Let’s next look at the e pattern in the regular expression:
<?php $string = "{April 15, 2003}"; //'w'匹配字母,数字和下划线,'d'匹配0-99数字,'+'元字符规定其前导字符必须在目标对象中连续出现一次或多次 $pattern = "/{(\w+) (\d+), (\d+)}/i"; $replacement = "$2"; //字符串被替换为与第 n 个被捕获的括号内的子模式所匹配的文本 echo preg_replace($pattern, $replacement, $string); ?>
Observe the results on the right
Conclusion:
In the above example, \$2 points to the first (\d+) represented by the regular expression. It's equivalent to taking out 15 again. When replacing
, I write \$2. The matching items are taken out and used to replace the matching results again.
7. U Greedy Mode Control
Regular expressions are greedy by default, that is, matching as much as possible.
Let’s take a look at how greedy the regular expression is:
<?php $pattern = '/<div>.*<\/div>/'; $string = "<div>你好</div><div>我是</div>"; if (preg_match($pattern, $string, $match)) { echo '匹配到了,结果为:'; var_dump($match); } else { echo '没有匹配到'; } ?>
Let’s take a look at the results and get the following conclusion. It directly matches "Hello
" to "I am
". A maximum match was made.
For the same piece of code, let’s add an uppercase U and see the effect:
<?php $pattern = '/<div>.*<\/div>/U'; $string = "<div>你好</div><div>我是</div>"; if (preg_match($pattern, $string, $match)) { echo '匹配到了,结果为:'; var_dump($match); } else { echo '没有匹配到'; } ?>
Observe the output:
We found that only the match came out:
<div>Hello</div>
In this way, the greedy feature of regularity is cancelled. Let it find the nearest match and it's OK.
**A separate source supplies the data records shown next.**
PR #620, opened 2022-09-23
Nk/driver tele

nkrackow:
Small PR that implements the Driver telemetry.

### DIFF
--- a/src/bin/driver.rs
+++ b/src/bin/driver.rs
@@ -18,10 +18,11 @@ use mutex_trait::prelude::*;
 
 use idsp::iir;
 
+use serde::Serialize;
 use stabilizer::{
     hardware::{
         self,
-        adc::{Adc0Input, Adc1Input, AdcCode},
+        adc::{Adc0Input, Adc1Input},
         afe::Gain,
         dac::{Dac0Output, Dac1Output, DacCode},
         design_parameters, driver,
@@ -37,7 +38,6 @@ use stabilizer::{
     net::{
         data_stream::{FrameGenerator, StreamFormat, StreamTarget},
         miniconf::Miniconf,
-        telemetry::{Telemetry, TelemetryBuffer},
         NetworkState, NetworkUsers,
     },
 };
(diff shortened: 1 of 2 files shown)


src/bin/driver.rs
```diff
@@ -119,6 +119,28 @@ impl Default for Settings {
     }
 }
 
+#[derive(Serialize, Copy, Clone, Default, Debug)]
+pub struct Monitor {
+    output_current: [f32; 2],
```
jordens, line 124: Please check the names. Do you need `output` in all these (and elsewhere)? If there is `output`, why is there no `input` but `feedback`? `feedback` is also probably a bad name as that input it does not necessarily need to be for feedback at all.

src/bin/driver.rs
```diff
@@ -119,6 +119,28 @@ impl Default for Settings {
...
+    output_voltage: [f32; 2],
+    cpu_temp: f32,
+    overtemp: bool,
+}
+
+#[derive(Serialize, Copy, Clone, Default, Debug)]
+pub struct LowNoise {
```
jordens, line 131: `LowNoiseControl{adc0, current}`?

Try sticking to the names on the schematic/panel.
If this is a current sink, is `output_current` really a useful name? What about just `current`? It's clear from the context that this is not the monitor data.

jordens (changes requested):
Just name bikeshedding.

src/bin/driver.rs
nkrackow: Ok, I mean yes there ate inputs on stabilizer. Those might not be exposed in telemetry but I thought just `voltage` might be confusing for someone who has not used Drive+Stabilizer before.

src/bin/driver.rs
jordens: What about the struct name?

src/bin/driver.rs
jordens: Then call the struct `DriverMonitor` to make that clear. And use two of them, not one with two arrays.

PR #622, opened 2022-10-12
Nk/laser interlock

nkrackow:
This PR adds the laser interlock. The laser interlock is tripped (pin goes low) when the interlock voltage/current is surpassed on a channel or when the thermostat interlock trips.

### DIFF
--- a/src/bin/driver.rs
+++ b/src/bin/driver.rs
@@ -133,6 +133,7 @@ pub struct Monitor {
     voltage: [f32; 2],
     cpu_temp: f32,
     header_temp: f32,
+    laser_interlock: bool,
 }
 
 #[derive(Serialize, Copy, Clone, Default, Debug)]
@@ -378,7 +379,7 @@ mod app {
         c.shared.interlock_handle.lock(|handle| {
             if let Some(action) = new_settings.thermostat_interlock.action(
                 path.as_ref()
-                    .map(|path| path.as_str().trim_start_matches("interlock/")),
+                    .map(|path| path.as_str().trim_start_matches("thermostat_interlock/")),
                 handle.is_some(),
                 &old_settings.thermostat_interlock,
             ) {
@@ -466,7 +467,7 @@ mod app {
         }
     }
 
-    #[task(priority = 1, shared=[network, settings, telemetry, internal_adc], local=[cpu_temp_sensor, lm75])]
+    #[task(priority = 1, shared=[network, settings, telemetry, internal_adc, laser_interlock_pin], local=[cpu_temp_sensor, lm75])]
     fn telemetry(mut c: telemetry::Context) {
         let mut telemetry: Telemetry =
             c.shared.telemetry.lock(|telemetry| *telemetry);
@@ -489,6 +490,10 @@ mod app {
                     ],
                 )
             });
+        telemetry.monitor.laser_interlock = c
+            .shared
+            .laser_interlock_pin
+            .lock(|pin| pin.get_state() == hal::gpio::PinState::High);
         let telemetry_period = c
             .shared
             .settings
@@ -573,10 +578,11 @@ mod app {
         c.local.driver_dac[channel as usize].set(current).unwrap()
     }
 
-    #[task(priority = 1, shared=[interlock_handle])]
+    #[task(priority = 1, shared=[interlock_handle, laser_interlock_pin])]
     fn trip_interlock(mut c: trip_interlock::Context) {
         c.shared.interlock_handle.lock(|handle| *handle = None);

8. A Matches from the beginning of the target string
This mode is similar to the effect of ^ (circumflex) in metacharacters.
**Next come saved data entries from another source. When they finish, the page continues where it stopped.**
PR #626, opened 2022-10-21
Nk/interlock tele

nkrackow:
This PR
* adds the laser interlock state to the telemetry. 
* refactors the laser interlock to store information about the tripping reason.
* refactors the logic of the thermostat interlock such that it can be reset by resetting the laser interlock.

### DIFF
--- a/src/bin/driver.rs
+++ b/src/bin/driver.rs
@@ -13,14 +13,13 @@ use core::mem::MaybeUninit;
 use core::sync::atomic::{fence, Ordering};
 
 use fugit::{Duration, ExtU64, TimerInstantU64};
-use hal::gpio::PinState;
 use heapless::String;
 use mutex_trait::prelude::*;
 
 use idsp::iir;
 
 use serde::Serialize;
-use stabilizer::hardware::driver::LaserInterlock;
+use stabilizer::hardware::driver::{LaserInterlock, LaserInterlockState};
 use stabilizer::{
     hardware::{
         self,
@@ -135,7 +134,7 @@ pub struct Monitor {
     voltage: [f32; 2],
     cpu_temp: f32,
     header_temp: f32,
-    laser_interlock: LaserInterlock,
+    laser_interlock: LaserInterlockState,
 }
 
 #[derive(Serialize, Copy, Clone, Default, Debug)]
@@ -172,7 +171,7 @@ mod app {
         header_adc_data: [u16; 8],
         output_state: [output::sm::StateMachine<output::Output<I2c1Proxy>>; 2],
         interlock_handle: Option<trip_interlock::SpawnHandle>,
-        laser_interlock_pin: hal::gpio::Pin<'B', 13, hal::gpio::Output>,
+        laser_interlock: LaserInterlock,
     }
 
     #[local]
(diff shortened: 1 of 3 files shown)


nkrackow:
The clippy lints at the end are due to commented out parts that don't work without Driver HW right now.

src/hardware/driver/mod.rs
```diff
@@ -57,17 +58,37 @@ impl ChannelVariant {
...
+
+    pub fn set(&mut self, state: Option<LaserInterlockTripped>) {
         match state {
-            PinState::High => Self::NotTripped,
-            PinState::Low => Self::Tripped,
+            Some(LaserInterlockTripped::Reset) => self.pin.set_low(),
+            Some(LaserInterlockTripped::Thermostat) => self.pin.set_low(),
+            Some(LaserInterlockTripped::Overcurrent(_)) => self.pin.set_low(),
+            Some(LaserInterlockTripped::Overvoltage(_)) => self.pin.set_low(),
+            None => self.pin.set_high(),
```
jordens, line 90:
```suggestion
            self.pin.set_state(state.is_none().into());
```

src/bin/driver.rs
```diff
@@ -417,6 +415,34 @@ mod app {
...
         });
 
+        // Only set interlock pin high if all channels disabled and false -> true transition.
+        if !old_settings.reset_laser_interlock
+            && new_settings.reset_laser_interlock
+        {
+            if c.shared.output_state.lock(|output| {
+                output[driver::Channel::HighPower as usize].is_enabled()
+            }) {
+                log::error!("Cannot reset laser interlock while HighPower channel is enabled.")
```
jordens, line 425: Always good idea to tell the user what to do here.

src/hardware/driver/mod.rs
```diff
@@ -57,17 +58,37 @@ impl ChannelVariant {
...
+pub enum LaserInterlockTripped {
     #[default]
-    Tripped,
+    Reset, // Tripped after device reset
+    Thermostat,
+    Overcurrent(Channel),
+    Overvoltage(Channel),
+}
+pub struct LaserInterlock {
+    pub state: Option<LaserInterlockTripped>,
```
jordens, line 69: Don't make these `pub`!
Better do `pub fn state(&self) -> ...`.

jordens, line 69: And better call this `reason`.
Call the `enum` `Reason`.

src/bin/driver.rs
```diff
@@ -600,20 +616,21 @@ mod app {
...
         for (i, (interlock_current, read)) in interlock_current
             .iter()
             .zip((current_reads).iter())
             .enumerate()
         {
             if (read > interlock_current) & interlock_asserted {
-                c.shared.laser_interlock_pin.lock(|pin| pin.set_low());
+                let ch = Channel::try_from(i).unwrap();
+                c.shared.laser_interlock.lock(|ilock| {
+                    ilock.set(Some(LaserInterlockTripped::Overcurrent(ch)))
```
jordens, line 629: `interlock_asserted`  becomes inconsistent with the pin and and `ilock.state` becomes inconsistent with the state that caused the interlock to fire!

jordens (changes requested):

src/hardware/driver/mod.rs
nkrackow: nice..

src/bin/driver.rs
nkrackow: Ok, but does that matter if `interlock_asserted` is dropped anyways at the end of the task? If we have an overvoltage condition as well that would trp the interlock a second time, but that isn't a problem either right?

<?php $pattern = '/this/A'; $string = 'hello this is a '; //$string1 = 'this is a '; if (preg_match($pattern, $string, $match)) { echo '匹配到了,结果为:'; var_dump($match); } else { echo '没有匹配到'; } ?>
Conclusion:
If $string cannot be matched when adding the A mode modifier, it can be matched without adding it
If the A mode modifier is added, $string1 can be matched, because it must be matched from the beginning
9. D End$ No carriage return is allowed after
If this modifier is set, the dollar metacharacter in the pattern will only match the end of the target string. Without this option, the dollar sign will also match before the last character if it is a newline character.
<?php $pattern = '/\w+this$/'; //$pattern1 = '/\w+this$/D'; $string = "hellothis "; if (preg_match($pattern, $string, $match)) { echo '匹配到了,结果为:'; var_dump($match); } else { echo '没有匹配到'; } ?>
The results are shown on the right
Conclusion:
1. For example, when pattern matches $string, there is a return after the string this of $string. car. It can also match successfully without adding the D matching character
2. For example, when pattern matches $string, D is added. There is a space after the string this of $string, and the match is unsuccessful.